All of your claims are essentially true. The angular momentum of light, in both its orbital and spin varieties, is indeed angular momentum that can be transferred to matter to make it spin and give it the garden variety of mechanical angular momentum. This is well explained in the relevant Wikipedia section, with good references for experiments that show it. If you want something more tangible, this video is a good starting point, showing particles spinning under the action of circularly polarized light.

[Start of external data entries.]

PR #643, opened 2022-02-17
Add dpgen analysis module 

taipinghu:
In order to achieve more convenient analysis in dpgen, add analysis module in dpgen. dpgen analysis is a interactive analysis tools. You can see the screen to understand each function.

### DIFF
--- a/dpgen/analysis/main_func_1.py
+++ b/dpgen/analysis/main_func_1.py
@@ -1,0 +1,55 @@
+#!/usr/bin/env python3
+
+from dpdata import LabeledSystem
+
+from dpgen.analysis.analysis_utils import select_logs, process_bar
+
+###########################################################
+def data_collections():
+    while True:
+        print("\n")
+        print("========================================================")
+        print("                    Main Menu 1                        ")
+        print("                                                       ")
+        print(" ( 11)  Collect all data in current dir from OUTCAR file")
+        print("\n Tips: Input q or -10 to exit program                ")
+        print("========================================================")
+        
+        jsel = input("\n Please input the menu index: ")
+        if jsel == str(-10):
+            break
+        elif jsel == str(11):
+            root_dir = input("\n Please input the root dir name: ")
+            str_in   = input("\n Collect (1) all frames (e.g., AIMD task) or (2) final frame (e.g., Optimization task)? ")
+            out_dir  = input("\n Please input the out dir name: ")
+            total_frames = -1
+            if str_in == str(1):
+                total_frames = 0
+            collect_all_data_in_current_dir_from_all_OUTCAR_file(root_dir=root_dir, total_frames=total_frames, out_dir=out_dir)
+###########################################################
+
+
+###########################################################
+def collect_all_data_in_current_dir_from_all_OUTCAR_file(root_dir: str, total_frames: int, out_dir: str) -> LabeledSystem:
+    all_outcar = select_logs(root_dir, "OUTCAR")
+    print(" Totally find %d OUTCAR in current dir."%len(all_outcar))        
+
+    final_sys = None
+    counter = 0
+    for outcar in all_outcar:
+        counter += 1
+        labeled_system = LabeledSystem(outcar, fmt="vasp/outcar")
+        if total_frames == -1:
+            frames = [-1, ]
+        else:
+            frames = range(labeled_system.get_nframes())
+        for iframe in frames:
+            if final_sys is None:
+                final_sys = labeled_system[iframe]
+            else:
+                final_sys.append(labeled_system[iframe])
+        process_bar(counter, len(all_outcar), " Read %s"%outcar)
+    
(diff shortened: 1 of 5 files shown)


dpgen/analysis/main_func_1.py
```diff
@@ -0,0 +1,55 @@
...
+        print("\n Tips: Input q or -10 to exit program                ")
+        print("========================================================")
+        
+        jsel = input("\n Please input the menu index: ")
+        if jsel == str(-10):
+            break
+        elif jsel == str(11):
+            root_dir = input("\n Please input the root dir name: ")
+            str_in   = input("\n Collect (1) all frames (e.g., AIMD task) or (2) final frame (e.g., Optimization task)? ")
+            out_dir  = input("\n Please input the out dir name: ")
```
wanghan-iapcm, line 24: It is highly recommended to use `argparse` not `input` to process input arguments for dpgen commands.

wanghan-iapcm (commented):
This command seems to "Collect all data in current dir from OUTCAR file". I would recommend not using the command name `analysis`, because it is not self-explanatory. 

What is the difference between `dpgen collect` and the `dpgen analysis`? Both command collect labeled data from dpgen iterations.

taipinghu:
> This command seems to "Collect all data in current dir from OUTCAR file". I would recommend not using the command name `analysis`, because it is not self-explanatory.
> 
> What is the difference between `dpgen collect` and the `dpgen analysis`? Both command collect labeled data from dpgen iterations.

Collect data is one of function of dpgen analysis. Our team will add more functions in the dpgen analysis. Similar functions can be found in DPAnalysis (https://github.com/taipinghu/DPAnalysis). According to the Yuzhi's suggestions, DPAnalysis can be integrated into dpgen latter.

dpgen/analysis/main_func_1.py
taipinghu: > It is highly recommended to use `argparse` not `input` to process input arguments for dpgen commands.

we think it is more conveniet to analysis for users. Users donot need to know the specific argment. Instead, they can use dpgen analysis according to the output the screen.

AnguseZhang: This will 

> > It is highly recommended to use `argparse` not `input` to process input arguments for dpgen commands.
> 
> we think it is more conveniet to analysis for users. Users donot need to know the specific argment. Instead, they can use dpgen analysis according to the output in screen.

This will definitely reduce the flexibility for this function. For a user who's already familiar with the command and wishes to perform a series of tasks, such design will force him/her to manually type command in the interactive mode each time.

taipinghu: > > > It is highly recommended to use `argparse` not `input` to process input arguments for dpgen commands.
> > 
> > 
> > we think it is more conveniet to analysis for users. Users donot need to know the specific argment. Instead, they can use dpgen analysis according to the output in screen.
> 
> This will definitely reduce the flexibility for this function. For a user who's already familiar with the command and wishes to perform a series of tasks, such design will force him/her to manually type command in the interactive mode each time.

There's no need to worry about that. For batch analysis, users can prepare an input file containing the input in interactive mode and then perform analysis by redirection such as "dpgen analysis < input > output". For example, Multiwfn (http://sobereva.com/multiwfn/) is the most popular software for wavefunction analysis, , which uses interactive mode. For a analysis tool, it is impossible for users to remember every argument of each function.

njzjz:
dpdata has had a method to collect data from a directory. https://github.com/deepmodeling/dpdata/blob/81c656cc92cf37cca17249e506dc81bb6dfe5549/dpdata/system.py#L1130-L1136 It's unclear to me if it's meaningful to reimplement it.

taipinghu:
> dpdata has had a method to collect data from a directory. https://github.com/deepmodeling/dpdata/blob/81c656cc92cf37cca17249e506dc81bb6dfe5549/dpdata/system.py#L1130-L1136 It's unclear to me if it's meaningful to reimplement it.

Collect data is one of functions of dpgen analysis. 
This is first time to pr about dpgen analysis. we will pull more requests latter. Those functions can be seen in DPAnalysis.

dpgen/analysis/main_func_1.py
wanghan-iapcm: `dpgen analysis < input` works, but we prefer the argparse for three reasons: 
1. argparse allows arbitrary order of argument.
2. one can easy access the document for ALL arguments. 
3. argparse has type checking.
For the reasons, all other dpgen commands use argparse. Please keep the style of dpgen commands consistent.

njzjz:
> Collect data is one of functions of dpgen analysis. 
> 
> This is first time to pr about dpgen analysis. we will pull more requests latter. Those functions can be seen in DPAnalysis. 

This PR mainly focuses on converting a format to another format. It should be a cli of dpdata instead.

Where you fail, however, is in your estimation:

If all this were to be true, there should be existing applications such as stabilization of spacecraft or transponders without active components.

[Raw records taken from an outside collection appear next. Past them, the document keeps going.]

PR #696, opened 2022-04-10
add bcc interstitial calculation and change some default parameters in lmp

kevinwenminion:
1. Add bcc interstitial calculations for transition metals which have six types of interstitial positions.
2. In lmp relaxation, change the convergence to be controlled by the force criteria. This is more reasonable, especially for large systems.
3. Change the "pair_coeff" in lmp to be compatible with the latest lmp version.


wanghan-iapcm (commented):
Could you please add a UT for added the BCC interstitial?

kevinwenminion:
> Could you please add a UT for added the BCC interstitial?

Yes, I will add the unittest.

Issue #697, opened 2022-04-10
[BUG] _"dpgen autotest make relaxation.json" for deepmd


xuekuiwin:
**Summary**

When dpgen is run (dpgen autotest make relaxation.json), it forces a change to the in.lammps  parameter "pair_coeff   * *", and delete "**"
**DPGEN Version and Platform**
DPGEN :0.10.3; platform: pbs

**Job submission and computing cluster configuration**

**Expected Behavior**
add  "**"

**Actual Behavior**

you can see dir: "confs/std-hcp/relaxation/in.lammps" and "lammps_input/in.lammps"
**Steps to Reproduce**

relaxation.json:
{
    "structures":         ["confs/std-*"],
    "interaction": {
            "type":        "deepmd",
            "model":       "frozen_model.pb",
            "in_lammps":   "lammps_input/in.lammps",
            "type_map":   {"Ti": 0}
        },
    "relaxation": {
            "cal_type":    "relaxation",
            "cal_setting":{"relax_pos":       true,
                           "relax_shape":     true,
                           "relax_vol":       true,
                           "etol": 1e-12,
                           "ftol": 1e-6,
                           "maxiter": 5000,
                           "maximal": 500000}
        }
}

in.lammps:
clear
units             metal
dimension         3
boundary          p p p
atom_style        atomic
box               tilt large
read_data         conf.lmp
mass              1 47.88
neigh_modify      every 1 delay 0 check no
pair_style        deepmd frozen_model.pb
pair_coeff        * *
compute           mype all pe
thermo            100
thermo_style      custom step pe pxx pyy pzz pxy pxz pyz lx ly lz vol c_mype
dump              1 all custom 100 dump.relax id type xs ys zs fx fy fz
min_style         cg
fix               1 all box/relax iso 0.0
minimize          1.000000e-12 1.000000e-06 5000 500000
fix               1 all box/relax aniso 0.0
minimize          1.000000e-12 1.000000e-06 5000 500000
variable          N equal count(all)
variable          V equal vol
variable          E equal "c_mype"
variable          tmplx equal lx
variable          tmply equal ly
variable          Pxx equal pxx
variable          Pyy equal pyy
variable          Pzz equal pzz
variable          Pxy equal pxy
variable          Pxz equal pxz
variable          Pyz equal pyz
variable          Epa equal ${E}/${N}
variable          Vpa equal ${V}/${N}
variable          AA equal (${tmplx}*${tmply})
print "All done"
[...]

PR #698, opened 2022-04-10
Fix the usage of `pair_coeff` in `auto_test`

AnguseZhang:
See https://github.com/deepmodeling/dpgen/pull/567 and https://github.com/deepmodeling/dpgen/issues/697

### DIFF
--- a/dpgen/auto_test/lib/lammps.py
+++ b/dpgen/auto_test/lib/lammps.py
@@ -115,7 +115,7 @@ def inter_deepmd(param):
             ret += "%s out_freq 10 out_file model_devi.out\n" % model_list
         else:
             ret += models[0] + '\n'
-    ret += "pair_coeff\n"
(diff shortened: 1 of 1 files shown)


njzjz (changes requested):
Please also fix https://github.com/deepmodeling/dpgen/blob/9e3b958e07ebcc1858405daff1033b1a94d88f58/dpgen/auto_test/template/elastic/lmp/potential.mod#L7 and other related codes.

AnguseZhang:
> pair_coeff

Does a normal LAMMPS without DeePMD also require `pair_coeff * *`?

njzjz:
> > pair_coeff
> 
> 
> 
> Does a normal LAMMPS without DeePMD also require `pair_coeff * *`? @njzjz 

I think it't not support any more in a new version of LAMMPS.

wanghan-iapcm:
See also #696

The effect is definitely present, but that doesn't mean that it's present in a sufficiently strong capacity to be technologically useful. In particular, each photon of light carries a spin angular momentum of $\hbar$, and an energy of $\hbar \omega$, and from here it follows that the ratio of torque to power carried by a monochromatic beam is fixed at $$\frac{\mathrm{torque}}{\mathrm{power}} = \frac{\mathrm{SAM}/\Delta t}{\mathrm{energy}/\Delta t} =\frac{\hbar}{\hbar\omega}=\frac{1}{\omega}.$$ If you have a wave at $\nu=16\:\mathrm{kHz}$, that means that for every watt of power you get a torque of $$\tau=\frac{P}{\omega}=\frac{1\:\mathrm{W}}{2\pi\times 16\:\mathrm{kHz}} \approx 9.95\times 10^{-6}\:\mathrm{N\:m}.$$ Or put another way, if you want to stabilize a spacecraft, using torques of several hundred newton meters, you'd have to arrange for the spacecraft to interact with (i.e. absorb, or ideally completely reflect, though of course even a 99% reflectance will mean a lot of absorbed power) something like a megawatt of power in the beam. Whilst possible in principle, this is not a reasonable technological solution compared to all the other ways to impart torque to objects.

• I didn"t make it clear that the transmitter would be onboard the spacecraft (using counter-rotation)and the power needed would be proportional to speed of acccumulation of rotation to be countered. I will take my time to use your formuea as I'm not in physics. I will also work through the first part of your answer for the SETI application that I edited into my question to answer the comment from CuriousOne. Thanks for now. Jun 13 '16 at 21:23
• Either way, the torque to power ratio is simply too small to be useful. You've got a MW power source in board? There's a gazillion better ways to use it. "Proportional" only works when the constant of proportionality doesn't have six more zeros than you need. Jun 14 '16 at 0:01

You want to read the classic paper by Richard Beth, Mechanical detection and measurement of the angular momentum of Light, Physical Review 50 115 (1936). Beth used bright circularly polarized light to drive a torsion pendulum in a vacuum chamber, and was able to observe torques due to circular polarization of order $10^{-16}\rm\,N\,m$. This was with a clever arrangement of quarter- and half-wave plates which transferred angular momentum $4\hbar$ from each photon to the torsion pendulum.

So, yes! Absolutely! Circularly polarized electromagnetic radiation does transmit angular momentum from the source to the receiver. I would never expect to detect this using a radio antenna, however.